Obtaining a search warrant to force a blood draw when a suspect has refused consent can be an effective tool in the fight against impaired driving. However, this practice is not without its judicial detractors. Before officers embark on this course of action, they should seek legal advice from counsel who has thoroughly researched their state’s relevant statutes and case law related to this issue.

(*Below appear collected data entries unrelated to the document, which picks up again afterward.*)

PR #245, opened 2018-11-14
10628 uiux5030 spinner

d4hines:
**Resolves issue [10628](https://chartiq.kanbanize.com/ctrl_board/18/cards/10628/details)**

**Description of change**
Added a spinner in front of the item in the workspace management menu corresponding to the workspace currently being loaded.

**Description of testing**
-How did you verify that your code satisfies the card's requirements?
I switched between two large workspaces back and forth 5-6 times 

**What to Review**
@BradleyCarter, I think you added a callback that conflicted with my stuff, but I don't think it was necessary. Please look over and make sure I've implemented the behavior you want in `workspaceManagementMenuStore.js`.


src-built-in/components/workspaceManagementMenu/src/stores/workspaceManagementMenuStore.js
```diff
@@ -326,19 +332,21 @@ Actions = {
 	 * Asks the user if they'd like to save their data, then loads the requested workspace.
 	 */
 	switchToWorkspace: function (data) {
-		if (switching) return;
-		switching = true;
+		if (Actions.getIsSwitchingWorkspaces()) return;
+		Actions.setIsSwitchingWorkspaces(true);
```
thorsent: @d4hines you're changing from a simple boolean to using a store. That fundamentally complicates the logic, opening up the possibility of introducing race conditions. This task didn't require changing this code.

src-built-in/components/workspaceManagementMenu/src/stores/workspaceManagementMenuStore.js
```diff
@@ -375,13 +383,11 @@ Actions = {
 			}
 
 			//Switch is the last thing we do.
-			tasks.push(switchIt);
+			tasks.push(switchWorkspace);
 
 			async.waterfall(tasks, Actions.onAsyncComplete);
 		} else {
-			switchIt(() => {
-				switching = false;
```
thorsent: @d4hines Right here. change your state to hide the loader.

d4hines:
@thorsent, @BradleyCarter, I've switched back to the local var as requested. I've tested it out, and it works fine.

d4hines:
@BradleyCarter, we decided that using the local store is the best bet for this task. I left a comment about the downsides to excluding the local store and the consequence of the spinner not showing up if a workspace is selected from the toolbar pin instead of the menu.

This was my first time using `git revert`. I tried to carefully go through and make sure I didn't screw anything, but ,let me know if I missed anything.

PR #247, opened 2018-11-15
Changed server address to localhost.chartiq.com for websocket connection

NinjaManatee:
IAC should use localhost.chartiq.com for WSS connection rather than 127.0.0.1.


carterbs:
@NinjaManatee is this PR still necessary?

PR #561, opened 2022-12-12
1 month long calendars can be created now.

spitfire305:


resources/views/calendars/_calendar.blade.php
```diff
@@ -2,12 +2,6 @@
 /** @var \App\Renderers\CalendarRenderer $renderer
  * @var \App\Models\Calendar $model
  */
-if ($model->missingDetails()): ?>
```
ilestis, line 5: If I create a calendar in the quick creator with 0 months, showing the calendar now crashes without this check

ilestis (changes requested):

ilestis (approved):

PR #562, opened 2022-12-12
Calendars now mark the start and end of an event when rendered.

spitfire305:


ilestis (changes requested):
If an event starts on the 30th of december, but ends in the 3rd on january, it shows (start) but not `(end)`
image

app/Renderers/CalendarRenderer.php
```diff
@@ -856,6 +868,24 @@ protected function parseReminders(Collection $reminders): void
                 $this->addMultidayEvent($event, $date);
             }
         }
+
+        $start = [];
+        $end = [];
+        foreach ($this->events as $date => $events) {
```
ilestis, line 874: It doesn't work for recurring events :) 
image

I think this whole code should be in the `addMultliEvent()` function to properly loop on each occurance of an event, not just the first one (an event can appear multiple times in the same month if it's set to happen on a new moon)

ilestis (changes requested):
Don't work on recurring events :D

app/Renderers/CalendarRenderer.php
```diff
@@ -906,6 +897,21 @@ protected function addMultidayEvent(EntityEvent $event, string $date, bool $recu
             }
             $this->events[$extraDate][] = $event;
         }
+        $start = [];
+        $end = [];
+        foreach ($this->events as $date => $events) {
```
ilestis, line 902: I'm confused why you are looping on $this->events when this function is already called on each event that is added. This creates a n+1 loop for each event displayed, resetting $this->eventEnd on each event drawn on the calendar.

ilestis (changes requested):
The code can still be improved to avoid an exponential loop :)

PR #563, opened 2022-12-14
Arrows now show properly on mirrorer relations

spitfire305:


app/Services/Entity/EntityRelationService.php
```diff
@@ -233,7 +233,7 @@ protected function addRelations(Entity $entity): self
                 'attitude' => $relation->attitude,
                 'type' => 'entity-relation',
                 'is_mirrored' => $relation->isMirrored(),
-                'shape' => $relation->isMirrored() ? 'none' : 'triangle',
+                'shape' => $relation->isMirrored() && $relation->relation == $relation->mirror->relation ? 'none' : 'triangle',
```
ilestis, line 236: Missing a permission check if the mirrored relation is private from the user to view, causing a page crash `$relation->isMirrored() && $relation->mirror && $relation->relation == $relation->mirror->relation` :)

ilestis (changes requested):
Permission check to avoid the page crashing

ilestis (approved):

PR #565, opened 2022-12-16
Added the option for users to skip year 0 on calendars

spitfire305:


ilestis (changes requested):
Fun edge case, on the calendar dashboard widget, the "days ago" is wrong if the calendar skips year zero, is on year one, and there is an event on year -1 :) 
image

ilestis (approved):

ilestis (approved):

PR #566, opened 2022-12-19
Added the option for users to hide some tags from entity headers and …

spitfire305:
…tooltips.

### DIFF
--- a/app/Models/Relations/EntityRelations.php
+++ b/app/Models/Relations/EntityRelations.php
@@ -238,7 +238,7 @@ trait EntityRelations
     public function tagsWithEntity()
     {
         if ($this->tagsWithEntity === false) {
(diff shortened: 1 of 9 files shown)


app/Models/Relations/EntityRelations.php
```diff
@@ -238,7 +238,7 @@ public function tags()
     public function tagsWithEntity()
     {
         if ($this->tagsWithEntity === false) {
-            $this->tagsWithEntity = $this->tags()->with('entity')->get();
+            $this->tagsWithEntity = $this->tags()->with('entity')->where('is_hidden', '=', '0')->get();
```
ilestis, line 241: Since we're doing a `where()` on the db, we need to index the field to avoid bad performances.

ilestis (changes requested):
Missing an index

ilestis (approved):

PR #570, opened 2022-12-30
Ids are automatically added to headings.

spitfire305:


app/Models/MiscModel.php
```diff
@@ -429,6 +429,7 @@ public function entityTypeSuggestion(int $take = 20): array
      */
     public function entry()
     {
+        //changes here?
```
ilestis, line 432: Are you sure? :P

ilestis (changes requested):

app/Models/MiscModel.php
spitfire305: Turns out changes not there

ilestis (approved):

PR #571, opened 2022-12-31
Printing now works properly

spitfire305:


resources/views/layouts/print.blade.php
```diff
@@ -4,7 +4,7 @@
  * @var \App\Models\MiscModel $miscModel
  */
 $campaign = CampaignLocalization::getCampaign();
-$themeOverride = request()->get('_theme');
+$themeOverride = request()->get('_theme') ? : "base";
```
ilestis, line 7: The second parameter of `->get()` is the default, so you can simplify the code even more :)

ilestis (changes requested):

ilestis (approved):

PR #572, opened 2023-01-03
Discord auth tokens are now automatically renewed each day.

spitfire305:


app/Services/DiscordService.php
```diff
@@ -158,6 +159,13 @@ public function refresh()
         ];
         $content = $this->post('oauth2/token', $body);
         $this->saveUserApp($content);
+        $log = 'Renewed user #' . $this->user->id . ' Discord auth token.';
+        $this->logs[] = $log;
+
+        JobLog::create([
```
ilestis, line 165: This is going to create one JobLog when the user renews themselves (this not on a job), and also create a log for every user (potentially 100s a day), please refactor to only do a single log and just for the command :) Also only needs to create the log if the local install has jog logs (not available for self-hosted kanka)

ilestis (changes requested):

app/Services/DiscordService.php
```diff
@@ -310,4 +314,20 @@ public function logs(): array
...
+     * @return void
+     */
+    public function log()
+    {
+        if (!config('app.log_jobs')) {
+            return;
+        }
+
+        JobLog::create([
+            'name' => 'subscriptions:end',
```
ilestis, line 329: The `name` of the job seems wrong ;-)

app/Console/Commands/RegenerateDiscordToken.php
```diff
@@ -0,0 +1,75 @@
...
+     */
+    public function handle()
+    {
+        //$userID = $this->argument('user');
+
+        /** @var User $user */
+        $tokens = UserApp::select(['id', 'user_id', 'access_token', 'refresh_token', 'expires_at', 'updated_at'])
+            ->with('user')
+            ->where('app', '=', 'discord')
+            //->where('expires_at', '<=', Carbon::now()->toDateString())
```
ilestis, line 54: I don't think this should be commented out 🤔

ilestis (changes requested):
Small fixes

ilestis (approved):

PR #574, opened 2023-01-03
Users can now unlink discord accounts even when the tokens are invalid

spitfire305:


app/Services/DiscordService.php
```diff
@@ -246,7 +246,11 @@ public function remove(): self
...
         // Remove any roles the user might have had
-        $this->removeRoles();
+        try {
+            $this->removeRoles();
+        } catch (Exception $e) {
+            $this->app->delete();
+        }
 
         // Delete the discord app
         $this->app->delete();
```
ilestis, line 256: In case of an error, you're deleting the discord app twice, which doesn't sound bug-free. The `catch` should be silent and not do anything, so it continues even on an error.

ilestis (changes requested):
Small refactoring

ilestis (approved):

PR #575, opened 2023-01-04
Users can now create tags while bulk editing or quick creating entities

spitfire305:


ilestis (approved):
It's not clean code (does 3 db queries per tag) but that's due to the EntityObserver. Will need to be refactored one day 🥲

PR #578, opened 2023-01-06
Third section of the sidebar automatically sorts alphabetically accor…

spitfire305:
…ding to the users language

### DIFF
--- a/resources/views/entities/components/menu.blade.php
+++ b/resources/views/entities/components/menu.blade.php
@@ -2,6 +2,15 @@
 @php $modelMenuItems = $model->menuItems(); @endphp
 <div class="hidden-xs">
 @foreach ($modelMenuItems as $section => $menuItems)
+    @if($section == 2)
+        @php
+            $items = array_column($menuItems, 'name');
+            foreach ($items as $key => $item) {
+                $items[$key] = __($item);
+            }
+            array_multisort($items, SORT_ASC, $menuItems);
+        @endphp
+    @endif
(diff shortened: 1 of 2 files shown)


resources/views/entities/components/menu.blade.php
```diff
@@ -2,6 +2,15 @@
 @php $modelMenuItems = $model->menuItems(); @endphp
 <div class="hidden-xs">
 @foreach ($modelMenuItems as $section => $menuItems)
+    @if($section == 2)
```
ilestis, line 5: Please mode the logic to the Model and not in the view, so that we can test the code in the future :)

resources/views/entities/components/menu.blade.php
```diff
@@ -2,6 +2,15 @@
...
+        @php
+            $items = array_column($menuItems, 'name');
+            foreach ($items as $key => $item) {
+                $items[$key] = __($item);
+            }
+            array_multisort($items, SORT_ASC, $menuItems);
```
ilestis, line 11: SORT_ASC doesn't work with accented characters (Russian, French). 

1. Switch to French
2. open `lang/fr/crud.php` and find `tabs.inventory` and replace it with `Înventaire` (accented uppercase letter)
3. Refresh the browser, see `Înventaire` all at the end, when it should be in second position.

See how it's done in the quick creator's entity type list to sort alphabetically for international languages :)

ilestis (changes requested):
Doesn't work with accented first letters

ilestis (approved):
👌🏻

PR #580, opened 2023-01-09
Maintenance mode warning part 2

spitfire305:


resources/assets/js/crud.js
```diff
@@ -347,7 +347,10 @@ function registerUnsavedChanges() {
  * When the entity form is submitted, we want to ajax validate the request first
  */
 function registerEntityFormSubmit() {
-    $('#entity-form').submit(function (e) {
+    entityFormActions =$('form[data-unload="1"]');
```
ilestis, line 350: This variable is declared but I don't see it ever users?

ilestis (changes requested):
I think there is some leftover testing variable in the js file

ilestis (approved):

PR #895, opened 2015-02-18
jormungandr: fix /v1/coord/lon;lat when region shapes overlap

TeXitoi:
fix http://jira.canaltp.fr/browse/NAVITIAII-1599

### DIFF
--- a/source/jormungandr/jormungandr/interfaces/v1/Coord.py
+++ b/source/jormungandr/jormungandr/interfaces/v1/Coord.py
@@ -47,32 +47,34 @@ class Coord(ResourceUri):
             lon, lat = splitted
 
         if region is None:
-            self.region = i_manager.get_region("", lon, lat)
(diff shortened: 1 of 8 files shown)


source/jormungandr/jormungandr/interfaces/v1/Coord.py
```diff
@@ -47,32 +47,34 @@ def get(self, region=None, lon=None, lat=None, id=None, *args, **kwargs):
...
-                "start_page": 0,
-                "filter": ""
-            }
-            self._register_interpreted_parameters(args)
-            pb_result = i_manager.dispatch(args, "places_nearby",
-                                           instance_name=self.region)
+            regions = [region]
+
+        if lon is None or lat is None:
+            return abort(404, message="No address for these coords")
```
antoine-de: I think we should have a custom message for the lack of parameters

PR #903, opened 2015-02-23
Jormungandr: add log on error and add retry

kinnou02:
retry to establish the rabbitmq connection each time


source/jormungandr/jormungandr/stat_manager.py
```diff
@@ -129,8 +129,7 @@ def _init_rabbitmq(self):
             self.producer = self.connection.Producer(exchange=exchange)
             self.save_stat = True
```
antoine-de: what is the use of this save_stat ?

I think save_stat should be a parameter only set by the user

PR #904, opened 2015-02-23
Raptor solution reader: first draft of the reader

TeXitoi:
This pull request is not on dev, but on a feature branch that we will use until its mergeable.


source/routing/raptor.cpp
```diff
@@ -602,7 +607,9 @@ void RAPTOR::raptor_loop(Visitor visitor, const type::AccessibiliteParams & acce
                             // We want to update the labels, if it's better than the one computed before
                             // Or if it's an destination point if it's equal and not unitialized before
                             const bool best_add_result = this->b_dest.add_best(visitor, jpp.sp_idx, workingDt, this->count);
-                            if (visitor.comp(workingDt, bound) || best_add_result) {
+                            if ((!visitor.comp(bound, workingDt)
+                                 && visitor.comp(workingDt, working_labels.mut_dt_pt(jpp.sp_idx)))
+                                || best_add_result) {
```
antoine-de, line 612: shouldn't we swap the tests ?

source/routing/raptor.cpp
```diff
@@ -81,9 +81,9 @@ bool RAPTOR::apply_vj_extension(const Visitor& v, const bool global_pruning,
             const auto sp_idx = SpIdx(*sp);
             const DateTime bound = (v.comp(best_labels_pts[sp_idx], b_dest.best_now) || !global_pruning) ?
                                         best_labels_pts[sp_idx] : b_dest.best_now;
-            if(!v.comp(workingDt, bound)) {
-                continue;
-            }
+            if (v.comp(bound, workingDt)) { continue; }
+            if (!v.comp(workingDt, working_labels.dt_pt(sp_idx))) { continue; }
```
l-vincent-l, line 85: Can you add a comment on that?

source/routing/raptor.cpp
```diff
@@ -286,6 +288,9 @@ RAPTOR::compute_all(const vec_stop_point_duration& departures_,
     }
     BOOST_ASSERT( departures.size() > 0 );    //Assert that reversal search was symetric
 
+    if (nb_sol_reader < result.size()) {
+        std::cout << "***** error reader fail" << nb_sol_reader << " " << result.size() << std::endl;
```
l-vincent-l, line 292: It should be a log isn't it?

source/routing/raptor.cpp
TeXitoi, line 612: We can, but the goal is to remove b_dest

source/routing/raptor.cpp
TeXitoi, line 85: I don't really know how to do that cleanly as it is done in several different location, here and in apply_vj_extention, and the equivalent is done in foot_path. Adding comments at all these locations seems dangerous, but I do not have any better idea. Do you have?

source/routing/raptor.cpp
TeXitoi, line 292: That's pure debugging for the moment as the reader just do nothing more than printing things.

PR #906, opened 2015-02-24
Jormungandr: save forbidden uris for every calls

l-vincent-l:


source/jormungandr/jormungandr/scenarios/default.py
```diff
@@ -200,7 +200,7 @@ def call_kraken(self, req, instance, tag=None):
         self.__fill_uris(resp)
         return resp
 
-    def change_request(self, pb_req, resp):
+    def change_request(self, pb_req, resp, forbidden_uris = []):
```
kinnou02: no need of space before or after a equals for a default parameter

PR #908, opened 2015-02-24
Raptor solution reader: filter on objectives

TeXitoi:


source/routing/raptor_solution_reader.cpp
```diff
@@ -70,6 +75,120 @@ struct Journey {
...
+        }
+    }
+    uint8_t count_vj_extentions() const {
+        uint8_t nb_ext = 0;
+        for (const auto& s: sections) {
+            for (auto* vj = s.get_in_st->vehicle_journey; vj != nullptr; vj = vj->next_vj) {
+                const auto search = boost::find_if(vj->stop_time_list, [&](const type::StopTime& st) {
+                        return &st == s.get_out_st;
+                    });
+                if (search != vj->stop_time_list.end()) { break; }
```
antoine-de, line 126: shouldn't you check (at least in debug) that the break is used ?
vj extension has been quite troublesome up to now

source/routing/raptor_solution_reader.cpp
```diff
@@ -85,43 +204,52 @@ struct Journey {
...
+    DateTime end_dt = 0;// the end of the journey, the main objective (depend of the clockwise)
+    DateTime begin_dt = 0;// the begin of the journey (depend of the clockwise)
+    uint8_t nb_vj_extentions = 0;
+};
+
+struct Dominates {
+    bool request_clockwise;
+    Dominates(bool rc): request_clockwise(rc) {}
+    bool operator()(const Journey& lhs, const Journey& rhs) const {
+        return lhs.cmp_dt(rhs, request_clockwise)
```
antoine-de: I think a comment would be nice here

TeXitoi: OK, I'll comment the struct to explain what it does.

l-vincent-l:
jenkins, test this please

PR #914, opened 2015-02-27
Timetables: take in account max_date_times in route_schedules

l-vincent-l:


kinnou02:
A few tests would be great don't you think?

l-vincent-l:
I added a test

PR #915, opened 2015-03-02
Kraken: handle shapes of odt sections

l-vincent-l:


source/routing/raptor_api.cpp
```diff
@@ -72,6 +72,12 @@ static void fill_shape(pbnavitia::Section* pb_section,
                        const std::vector<const type::StopTime*>& stop_times)
 {
     if (stop_times.empty()) return;
+    if (stop_times.front()->vehicle_journey->is_odt()) {
```
kinnou02: We want to do that only for zonal odt no?

PR #917, opened 2015-03-02
Jormungandr: ask for more journeys if you only have street_network journeys

l-vincent-l:


source/jormungandr/tests/routing_tests.py
```diff
@@ -362,4 +364,39 @@ def test_one_dead_region(self):
...
+        from jormungandr import i_manager
+        self.instance_map = {
+            'main_routing_without_pt_test': MockKraken(i_manager.instances['main_routing_without_pt_test'], True),
+            'main_routing_test': MockKraken(i_manager.instances['main_routing_test'], True),
+        }
+        self.real_method = models.Instance.get_by_name
+        self.real_comparator = instance_manager.instances_comparator
+
+        models.Instance.get_by_name = self.mock_get_by_name
+        instance_manager.instances_comparator = lambda a, b: a.name == "main_routing_without_pt_test"
```
kinnou02: Maybe you can add a test for this, we want the test to fail if for some reason we don't return "main_routing_without_pt_test" first

source/jormungandr/tests/routing_tests.py
```diff
@@ -362,4 +364,39 @@ def test_one_dead_region(self):
         eq_(len(response['debug']['regions_called']), 1)
         eq_(response['debug']['regions_called'][0], "main_routing_test")
 
+@dataset(["main_routing_without_pt_test", "main_routing_test"])
+class TestWithoutPt(AbstractTestFixture):
+    """
+    Test if we still responds when one kraken is dead
```
antoine-de, line 370: the comment is not up to date

source/jormungandr/tests/routing_tests.py
```diff
@@ -362,4 +364,39 @@ def test_one_dead_region(self):
...
+
+    def mock_get_by_name(self, name):
+        return self.instance_map[name]
+
+    def teardown(self):
+        models.Instance.get_by_name = self.real_method
+        instance_manager.instances_comparator = self.real_comparator
+
+    def test_one_region_wihout_pt(self):
+        response = self.query("v1/"+journey_basic_query+"&debug=true",
```
antoine-de, line 393: we should also test without debug no ? (since the behavior is a bit different)

PR #919, opened 2015-03-02
raptor solution reader: 3rd pass

TeXitoi:


source/routing/raptor_solution_reader.cpp
```diff
@@ -74,7 +74,13 @@ struct Journey {
                 sections.emplace_back(elt->end_st, elt->end_dt, elt->begin_st, elt->begin_dt);
             }
         }
-        if (reader.v.clockwise()) { boost::reverse(sections); }
+        if (reader.v.clockwise()) {
+            boost::reverse(sections);
+        } else {
+            // the request is clockwise, thus we need to left align
```
antoine-de: I don't think the comment 'the request is clockwise' is very clear since it is in the 'else' of a clockwise test :smile: 

It might be better to remind here that the reader's visitor clockwise is the opposite of the request's clockwise

source/routing/raptor_solution_reader.cpp
```diff
@@ -115,6 +121,60 @@ struct Journey {
...
+                    // check if the get_out is valid?
+                    return {&st, cur_dt};
+                }
+            }
+        }
+        assert(false);
+        return {nullptr, 0};
+    }
+    template<typename Visitor>
+    void align_left(const RaptorSolutionReader<Visitor>& reader) {
```
l-vincent-l, line 156: A comment would be great.

source/routing/raptor_solution_reader.cpp
```diff
@@ -115,6 +121,60 @@ struct Journey {
...
+        if (sections.size() < 3) { return; }
```
l-vincent-l: Here too.

source/routing/raptor_solution_reader.cpp
```diff
@@ -115,6 +121,60 @@ struct Journey {
...
+        const auto* prev_s = &sections.at(0);
+        for (auto& cur_s: boost::make_iterator_range(sections.begin() + 1, sections.end() - 1)) {
+            const auto* cur_jpp = cur_s.get_in_st->journey_pattern_point;
+            const auto* conn = reader.raptor.data.pt_data->get_stop_point_connection(
+                *prev_s->get_out_st->journey_pattern_point->stop_point,
+                *cur_jpp->stop_point);
```
l-vincent-l, line 167: Do we have something to check this isn't possible to have 2 connections linking the same two stop_points?

PR #922, opened 2015-03-03
Ed: do not read pois from OSM if for one instance we red it from poi2ed

l-vincent-l:


source/ed/ed_persistor.h
```diff
@@ -42,9 +43,31 @@ namespace ed{
...
-
-    EdPersistor(const std::string& connection_string) : lotus(connection_string),
-                        logger(log4cplus::Logger::getInstance("log")){}
+    bool parse_pois = true, is_osm_reader;
+
+
+    EdPersistor(const std::string& connection_string,
+            const bool is_osm_reader = true) : lotus(connection_string),
+                        logger(log4cplus::Logger::getInstance("log")),
+                        is_osm_reader(is_osm_reader) {
```
kinnou02: move the definition in the cpp file

PR #930, opened 2015-03-04
An API key could be provided by GET parameter instead of  'Authorization' HTTP header.

xavierraffin:


antoine-de:
Hi @xavierraffin , 
why do you need to be able to give a token with a 'key' param ?

If you want to give a token directly in the url you can use:
`http://{token}@{url}`

xavierraffin:
Because I would like to use Kraken and Jormungandr to serve an API with a ?key=... parameter.
This was our choice when implementing our opendata API : 
https://data.toulouse-metropole.fr/les-donnees/-/opendata/card/14505-api-temps-reel-tisseo

Some request are of the following form : 
http://api.tisseo.fr/v1/stops_schedules.json?key=XXXXXXXXXXXXXXXXXXX&...

We need that Jormungandr allow that.
We can't change because we have already a lot of existing OpenData users.

We will very apreciate if it could be possible to not patch Jormungandr to do this.

xavierraffin:
More explaination about our usecase.

We currently implement a Jormungandr module that provide our OpenData API with a kraken backend.

This is work in progress but very encouraging.

If you are agree with that we will contribute a lot more features in Kraken in the future (3rd & 4rth 2015 quarters).

xavierraffin:
When do you think merge this PR ?

Are you waiting for something from me ?

antoine-de:
yes sorry we were discussing other ways to do this, but we were not able to find better solutions, so we can merge it is if even if we don't find that solution perfect.

PR #936, opened 2015-03-05
Disruptions: load only disruptions active in the data period

l-vincent-l:


source/kraken/fill_disruption_from_database.cpp
```diff
@@ -132,13 +132,13 @@ void fill_disruption_from_database(const std::string& connection_string,
                "     LEFT JOIN pt_object AS ls_end ON line_section.end_object_id = ls_end.id"
                "     LEFT JOIN message AS m ON m.impact_id = i.id"
                "     LEFT JOIN channel AS ch ON m.channel_id = ch.id"
-               "     WHERE co.contributor_code = ANY('{%s}')" // it's like a "IN" but won't crash if empty
+               "     WHERE d.start_publication_date >= '%s' AND d.end_publication_date <= '%s'"
```
kinnou02: The end publication date of a disruption can be null, if it's the case we consider it valid

PR #120, opened 2017-10-24
fix status when some contributor didn't have any realtime_update created

kinnou02:


pbougue:
Jenkins, test this please.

For more information about forced blood draws and additional case law on this topic, please contact NTLC Senior Attorney Marcia Cunningham at (703) 519-1641.
Arresting Developments
Rock Island, IL Master Sgt. Stanley Talbot, 50, was dragged to his death by an unidentified motorist during a routine “roadside safety check.” Talbot, a 26-year veteran of the Illinois State Police, apparently engaged in a short conversation with the driver, who then decided for unknown reasons to leave the scene. Talbot somehow became attached to the car and was dragged for four and one-half blocks. Other officers present chased after the car, with negative results. The investigation is continuing.
Sterling, CO Two 12-year-old girls were killed in a 100-mph “joyride” on U.S. 6 about 10 miles west of Sterling, in northeastern Colorado. Investigators said they are awaiting the results of forensic evidence before they can determine which of the two girls was the driver of the 1994 Ford Taurus when it went out of control, resulting in a series of “cartwheel” flips. Neither girl was wearing a seatbelt. Both were pronounced dead at the scene.
Greenville, SC A man who sells urine sample kits via the Internet has been charged with violating a state law that forbids such sales for the purpose of defeating drug tests. The man’s Web site proclaims to provide “[a] ‘clean’ urine sample, at proper body temperature, on demand even if directly observed.” Each kit costs $69 plus shipping, and provides “everything you need for 2 urine testing procedures.”